How to complete this task:
Transcribe the records below. Leave every line exactly as written.

Data provided:
PR #943, opened 2020-10-26
Expose DDF for creating snapshots when calling OPTIONS

skateman:
Exposing the DDF for creating a snapshot when sending an `OPTIONS` request to a `/api/vms/:id/snapshots` subcollection URL.

@miq-bot assign @lpichler 

### DIFF
--- a/app/controllers/api/subcollections/snapshots.rb
+++ b/app/controllers/api/subcollections/snapshots.rb
@@ -47,6 +47,12 @@ module Api
         action_result(false, e.to_s)
       end
 
+      def snapshots_subcollection_options(parent)
+        raise BadRequestError, "No DDF specified for snapshots in #{parent}" unless parent.respond_to?(:params_for_create_snapshot)
+
+        {:snapshot_form_schema => parent.params_for_create_snapshot}
+      end
+
       private
 
       def snapshot_ident(parent)
--- a/app/controllers/api/vms_controller.rb
+++ b/app/controllers/api/vms_controller.rb
@@ -301,6 +301,17 @@ module Api
       end
     end
 
+    def options
+      return super unless @req.subcollection?
+
+      # Try to look for subcollection specific options
+      subcollection_options_method = "#{@req.subject}_subcollection_options"
+      return super unless respond_to?(subcollection_options_method)
+
+      vm = resource_search(params[:c_id], @req.collection, collection_class(@req.collection))
+      render_options(@req.collection.to_sym, send(subcollection_options_method, vm))
+    end
+
     private
 
     def miq_server_message(miq_server)
--- a/spec/requests/vms_spec.rb
+++ b/spec/requests/vms_spec.rb
@@ -2153,6 +2153,19 @@ describe "Vms API" do
     end
   end
 
+  describe "/api/vms/:id/options" do
+    it 'returns the snapshot DDF schema for the given VM' do
+      api_basic_authorize
+
+      vm = FactoryBot.create(:vm_vmware)
+
+      options(api_vm_snapshots_url(nil, vm))
+
+      expect(response.parsed_body['data']['snapshot_form_schema']).to be_an_instance_of(Hash)
+      expect(response).to have_http_status(:ok)
+    end
+  end
+
   describe "/api/vms central admin" do
     let(:resource_type) { "vm" }
 


skateman:
The CI breaks because the `options` method gets redefined in the controllers where the subcollection is loaded. Unfortunately the subcollections are calling the parents' `options` method, which is probably not the best way to implement this.

My idea would be to forward these routes to methods defined as `collection_name_options`:
```diff
diff --git a/config/routes.rb b/config/routes.rb
index ff955ac1..53eec15f 100644
--- a/config/routes.rb
+++ b/config/routes.rb
@@ -61,7 +61,7 @@
 
         Array(collection.subcollections).each do |subcollection_name|
           # OPTIONS action for each subcollection
-          match "/:c_id/#{subcollection_name}", :controller => collection_name, :action => :options, :via => :options, :as => nil, :subcollection => true
+          match "/:c_id/#{subcollection_name}", :controller => collection_name, :action => "#{subcollection_name}_options".to_sym, :via => :options, :as => nil, :subcollection => true
 
           if subcollection_name == :settings
             match(
```

This however would require us to explicitly define these methods for subcollections without a defined method, which is for regular collections could never happen because it always falls back to [`BaseController#options`](https://github.com/ManageIQ/manageiq-api/blob/master/app/controllers/api/base_controller.rb#L109-L115). A possible solution is to implement all of these missing methods and just default them to `BaseController#options` or maybe have an implicit `alias` set up for each of these or we could juggle with `method_missing`.

Anyway, I need help @abellotti @gtanzillo @NickLaMuro @lpichler

lpichler:
yes, @skateman I agree with your suggestion
and it would be nice to define just `subcollection_name_options` method.

For example for snapshots subcollection:

```ruby
def snapshots_options
...
end
```

It it looks like that we can also update [BaseController#options](https://github.com/ManageIQ/manageiq-api/blob/master/app/controllers/api/base_controller.rb#L109-L115) to 
call `subcollection_name_options`  if exists
in subcollections mixins.

Do you have any other insights @abellotti ? Thanks!

abellotti:
OPTIONS in the API is not intended for subcollections, the route was updated to honor options /api/collection/:id/subcollection for supporting CORS preflight requests.  If you look at the response signature for either, it's the same, showing attributes, relationships as well as subcollections of the primary collection as the base information.  Unless snapshots is a primary collection that you can query OPTIONS /api/snapshots, you could expose subcollection specific data for the primary via the data portion.  In this case:

```
OPTIONS /api/vms

{
  "attributes" : ...
  "virtual_attributes" : ...
  "relationships": ...
  "subcollections": ...
  "data": {
     "subcollections_options" : {
          "snapshots" : {
          }
      },
      ...
    }
```

You can drive the data->subcollection_options entries via meta calls as you laid out above. 

If this is is just a one-off for vms/snapshots, this is fine.  However, if we see this being expanded for many more subcollections for different collections, we may want to entertain having this driven by the lib/services/api's OptionsSerializer and implemented generically for all.    For each collection's subcollection, honor the methods subcollection_\<subcollection_name\>_options via the serializer and populate a new subcollection_data section:

```
OPTIONS /api/vms

{
   "attributes": ...
   "virtual_attributes" : ...
   "relationships": ...
   "subcollections": ...
   "subcollection_data": {
       "snapshots" : {
       },
       ...
   }
   "data": ...
}
```

skateman:
@abellotti the only problem with your approach is that the `OPTIONS` request in my case would be sent against a specific VM:
```
OPTIONS /api/vms/:vm_id/snapshots
```
Which would provide me the DDF schema specific for the given VM. Unfortunately, these schemas are provider-specific...

Fryguy:
> Unfortunately, these schemas are provider-specific...

Then technically, you need OPTIONS for a provider _type_ right?  If so, then what if it was an OPTIONS request to /api/vms, with a specific type in the OPTIONS payload (or if no type given it returns all types)?

skateman:
> > Unfortunately, these schemas are provider-specific...
> 
> Then technically, you need OPTIONS for a provider _type_ right? If so, then what if it was an OPTIONS request to /api/vms, with a specific type in the OPTIONS payload (or if no type given it returns all types)?

No type set -> default options handler is called as it should be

Exercise response:
PR #943, opened 2020-10-26
Expose DDF for creating snapshots when calling OPTIONS

skateman:
Exposing the DDF for creating a snapshot when sending an `OPTIONS` request to a `/api/vms/:id/snapshots` subcollection URL.

@miq-bot assign @lpichler 

### DIFF
--- a/app/controllers/api/subcollections/snapshots.rb
+++ b/app/controllers/api/subcollections/snapshots.rb
@@ -47,6 +47,12 @@ module Api
         action_result(false, e.to_s)
       end
 
+      def snapshots_subcollection_options(parent)
+        raise BadRequestError, "No DDF specified for snapshots in #{parent}" unless parent.respond_to?(:params_for_create_snapshot)
+
+        {:snapshot_form_schema => parent.params_for_create_snapshot}
+      end
+
       private
 
       def snapshot_ident(parent)
--- a/app/controllers/api/vms_controller.rb
+++ b/app/controllers/api/vms_controller.rb
@@ -301,6 +301,17 @@ module Api
       end
     end
 
+    def options
+      return super unless @req.subcollection?
+
+      # Try to look for subcollection specific options
+      subcollection_options_method = "#{@req.subject}_subcollection_options"
+      return super unless respond_to?(subcollection_options_method)
+
+      vm = resource_search(params[:c_id], @req.collection, collection_class(@req.collection))
+      render_options(@req.collection.to_sym, send(subcollection_options_method, vm))
+    end
+
     private
 
     def miq_server_message(miq_server)
--- a/spec/requests/vms_spec.rb
+++ b/spec/requests/vms_spec.rb
@@ -2153,6 +2153,19 @@ describe "Vms API" do
     end
   end
 
+  describe "/api/vms/:id/options" do
+    it 'returns the snapshot DDF schema for the given VM' do
+      api_basic_authorize
+
+      vm = FactoryBot.create(:vm_vmware)
+
+      options(api_vm_snapshots_url(nil, vm))
+
+      expect(response.parsed_body['data']['snapshot_form_schema']).to be_an_instance_of(Hash)
+      expect(response).to have_http_status(:ok)
+    end
+  end
+
   describe "/api/vms central admin" do
     let(:resource_type) { "vm" }
 


skateman:
The CI breaks because the `options` method gets redefined in the controllers where the subcollection is loaded. Unfortunately the subcollections are calling the parents' `options` method, which is probably not the best way to implement this.

My idea would be to forward these routes to methods defined as `collection_name_options`:
```diff
diff --git a/config/routes.rb b/config/routes.rb
index ff955ac1..53eec15f 100644
--- a/config/routes.rb
+++ b/config/routes.rb
@@ -61,7 +61,7 @@
 
         Array(collection.subcollections).each do |subcollection_name|
           # OPTIONS action for each subcollection
-          match "/:c_id/#{subcollection_name}", :controller => collection_name, :action => :options, :via => :options, :as => nil, :subcollection => true
+          match "/:c_id/#{subcollection_name}", :controller => collection_name, :action => "#{subcollection_name}_options".to_sym, :via => :options, :as => nil, :subcollection => true
 
           if subcollection_name == :settings
             match(
```

This however would require us to explicitly define these methods for subcollections without a defined method, which is for regular collections could never happen because it always falls back to [`BaseController#options`](https://github.com/ManageIQ/manageiq-api/blob/master/app/controllers/api/base_controller.rb#L109-L115). A possible solution is to implement all of these missing methods and just default them to `BaseController#options` or maybe have an implicit `alias` set up for each of these or we could juggle with `method_missing`.

Anyway, I need help @abellotti @gtanzillo @NickLaMuro @lpichler

lpichler:
yes, @skateman I agree with your suggestion
and it would be nice to define just `subcollection_name_options` method.

For example for snapshots subcollection:

```ruby
def snapshots_options
...
end
```

It it looks like that we can also update [BaseController#options](https://github.com/ManageIQ/manageiq-api/blob/master/app/controllers/api/base_controller.rb#L109-L115) to 
call `subcollection_name_options`  if exists
in subcollections mixins.

Do you have any other insights @abellotti ? Thanks!

abellotti:
OPTIONS in the API is not intended for subcollections, the route was updated to honor options /api/collection/:id/subcollection for supporting CORS preflight requests.  If you look at the response signature for either, it's the same, showing attributes, relationships as well as subcollections of the primary collection as the base information.  Unless snapshots is a primary collection that you can query OPTIONS /api/snapshots, you could expose subcollection specific data for the primary via the data portion.  In this case:

```
OPTIONS /api/vms

{
  "attributes" : ...
  "virtual_attributes" : ...
  "relationships": ...
  "subcollections": ...
  "data": {
     "subcollections_options" : {
          "snapshots" : {
          }
      },
      ...
    }
```

You can drive the data->subcollection_options entries via meta calls as you laid out above. 

If this is is just a one-off for vms/snapshots, this is fine.  However, if we see this being expanded for many more subcollections for different collections, we may want to entertain having this driven by the lib/services/api's OptionsSerializer and implemented generically for all.    For each collection's subcollection, honor the methods subcollection_\<subcollection_name\>_options via the serializer and populate a new subcollection_data section:

```
OPTIONS /api/vms

{
   "attributes": ...
   "virtual_attributes" : ...
   "relationships": ...
   "subcollections": ...
   "subcollection_data": {
       "snapshots" : {
       },
       ...
   }
   "data": ...
}
```

skateman:
@abellotti the only problem with your approach is that the `OPTIONS` request in my case would be sent against a specific VM:
```
OPTIONS /api/vms/:vm_id/snapshots
```
Which would provide me the DDF schema specific for the given VM. Unfortunately, these schemas are provider-specific...

Fryguy:
> Unfortunately, these schemas are provider-specific...

Then technically, you need OPTIONS for a provider _type_ right?  If so, then what if it was an OPTIONS request to /api/vms, with a specific type in the OPTIONS payload (or if no type given it returns all types)?

skateman:
> > Unfortunately, these schemas are provider-specific...
> 
> Then technically, you need OPTIONS for a provider _type_ right? If so, then what if it was an OPTIONS request to /api/vms, with a specific type in the OPTIONS payload (or if no type given it returns all types)?

No type set -> default options handler is called as it should be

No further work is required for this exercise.